Bebí un sorbo del chocolate para darme tiempo a preparar una respuesta.
—No se me dan muy bien los sentimientos. Tal vez tuviera miedo a escuchar lo que me ibas a decir —dije.
Francesca calentó sus manos en la taza.
—¿No crees que cuando deseas algo debes tener el valor de ir a por ello y no detenerte hasta obtener las respuestas que necesitas? Solo así podrás saber si es mejor abandonar un imposible o luchar por algo hermoso. —Me miró sin pestañear y añadió—: Sí, lo confieso, soy seguidora de la filosofía de Paolo Coelho.
Nos reímos, pero la respuesta que necesitaba saber no dejaba de hacerme cosquillas en el estómago. Cuando hubimos alargado la risa todo lo que daba de sí, se produjo un silencio que ambos sabíamos debía romper yo.
—¿Lo quieres? ¿Quieres a tu marido? —De su respuesta dependía si abandonar o luchar, como ella bien había dicho. Creo que nunca antes me hizo temblar tanto una espera. Francesca me miró largo rato a los ojos, estaba seguro de que podía ver en ellos todo lo que sentía por ella desde el mismo momento en que la había conocido. Cada sueño, cada esperanza, cada anhelo. Me sentí desnudo ante ella, pero fuera cual fuese su respuesta, no me arrepentía. Era sincero conmigo mismo y por fin tuve claro que eso me hacía libre.

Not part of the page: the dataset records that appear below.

PR #141, opened 2023-02-22
Blank out line numbers in test expectations

illicitonion:
Otherwise adding/removing lines to production code changes test expectations.

PR #142, opened 2023-02-22
Use sorted set instead of manual impl

illicitonion:
The old implementation round-tripped labels through a label -> string -> label -> string conversion loop, and had manual deduplicating and sorting.

### DIFF
--- a/java/gazelle/resolve.go
+++ b/java/gazelle/resolve.go
@@ -5,6 +5,7 @@ import (
 	"sort"
 
 	"github.com/bazel-contrib/rules_jvm/java/gazelle/private/java"
+	"github.com/bazel-contrib/rules_jvm/java/gazelle/private/sorted_set"
 	"github.com/bazelbuild/bazel-gazelle/config"
 	"github.com/bazelbuild/bazel-gazelle/label"
 	"github.com/bazelbuild/bazel-gazelle/repo"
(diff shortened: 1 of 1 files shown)


illicitonion:
(Test failure will be fixed by https://github.com/bazel-contrib/rules_jvm/pull/141 :))

java/gazelle/resolve.go
```diff
@@ -105,48 +103,34 @@ func (jr Resolver) Resolve(c *config.Config, ix *resolve.RuleIndex, rc *repo.Rem
...
 }
 
+func labelLess(l, r label.Label) bool {
+	if l.Relative {
+		if r.Relative {
+			return l.String() < r.String()
+		}
+		return true
+	}
+	if r.Relative {
```
shs96c, line 128: It's weird, but couldn't you have someone use the fully qualified label to refer to something in the same package? And doing so would fail this test.

java/gazelle/resolve.go
```diff
@@ -105,48 +103,34 @@ func (jr Resolver) Resolve(c *config.Config, ix *resolve.RuleIndex, rc *repo.Rem
...
+		return false
+	}
+	return l.String() < r.String()
```
shs96c, line 131: Is there a way to get the fully-qualified label? If there is, then this would be enough of a check

java/gazelle/resolve.go
illicitonion: That's fine here, this is just for sorting, where there isn't really a concept of "the current package" - if people want to canonicalise labels so that in-package ones are relative, they should do so before trying to sort.

java/gazelle/resolve.go
illicitonion: That's exactly what `.String()` does on a `Label` :)

shs96c: Then isn't this final check enough, so you don't need the additional checks above? That is, this entire method could be boiled down to this final line?

shs96c (approved):
LGTM, with one open question

java/gazelle/resolve.go
illicitonion: Not quite - `/` sorts before `:` in UTF-8, so just sorting by stringification would put absolute labels before relative ones. Added a comment to the code explaining why we do this.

Francesca puso su mano cálida sobre la mía y su sonrisa se amplió.
—Ya no. Hace tiempo que ya no lo quiero.
Estúpidas lágrimas, pensé. Sé un hombre, pensé. Pero lo cierto era que ninguna táctica de despiste consiguió evitar que se me humedecieran los ojos. Apreté su mano.
—Solo vino a pedirme el divorcio. Y me siento aliviada de poder terminar por fin con una farsa que ya dura demasiado.

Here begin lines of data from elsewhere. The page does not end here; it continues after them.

PR #145, opened 2023-02-22
javaparser returns classes and packages separately

illicitonion:
Previously, some of the values in imports were classes and others were
packages. This makes handling them on the client side more fiddly.
Instead, differentiate between the two where we know which we're
handling.

Also, fix up some tests and documentation which were obsolete,
clarifying that we don't strip standard library types here any more,
this is now done on the client side.

I'm about to introduce much stronger typed handling of classes vs
packages in the Go code, so the ugly "double-call addNonLocalImports"
pattern will go away shortly.

### DIFF
--- a/java/src/com/github/bazel_contrib/contrib_rules_jvm/javaparser/generators/ClasspathParser.java
+++ b/java/src/com/github/bazel_contrib/contrib_rules_jvm/javaparser/generators/ClasspathParser.java
@@ -44,6 +44,7 @@ public class ClasspathParser {
   private static final Logger logger = LoggerFactory.getLogger(ClasspathParser.class);
 
   private final Set<String> usedTypes = new TreeSet<>();
+  private final Set<String> usedPackagesWithoutSpecificTypes = new TreeSet<>();
   private final Set<String> packages = new TreeSet<>();
   private final Set<String> mainClasses = new TreeSet<>();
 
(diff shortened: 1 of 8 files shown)


java/src/com/github/bazel_contrib/contrib_rules_jvm/javaparser/generators/ClasspathParser.java
```diff
@@ -63,6 +64,10 @@ public Set<String> getUsedTypes() {
     return usedTypes;
   }
 
+  public Set<String> getUsedPackagesWithoutSpecificTypes() {
+    return usedPackagesWithoutSpecificTypes;
```
shs96c, line 68: For future reference, because you're returning the actual field and that's marked as being immutable, anyone calling this method can now add or remove items from the returned value. A defensive copy to `ImmutableSet` (which preserves insertion order) is normally a Good Idea.

shs96c (approved):
LGTM. I'll leave this to you to merge.

java/src/com/github/bazel_contrib/contrib_rules_jvm/javaparser/generators/ClasspathParser.java
illicitonion: Good call - added the defensive copies (and changed the signatures to return `Immutable*`, which I know isn't strictly necessary, but I generally find nice to do :))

Sonreí. Me di cuenta de que todavía tenía agarrada la mano de Francesca, y si bien ella no la apartaba, no tenía por qué significar nada. Sus palabras eran alentadoras, pero no hablaban de mí. Francesca debió notar mis dudas y negó con la cabeza.
—¡Dai, cuánto trabajo por delante! ¿Es que no piensas invitarme a cenar, al cine o a esquiar en Nebraska? Voy a pensar que no te intereso.
—Sabes que sí —me apresuré a decir.
Francesca se inclinó un poco sobre la mesa. Nunca había tenido su sonrisa tan cerca.
—Magnífico, porque tú también me interesas a mí.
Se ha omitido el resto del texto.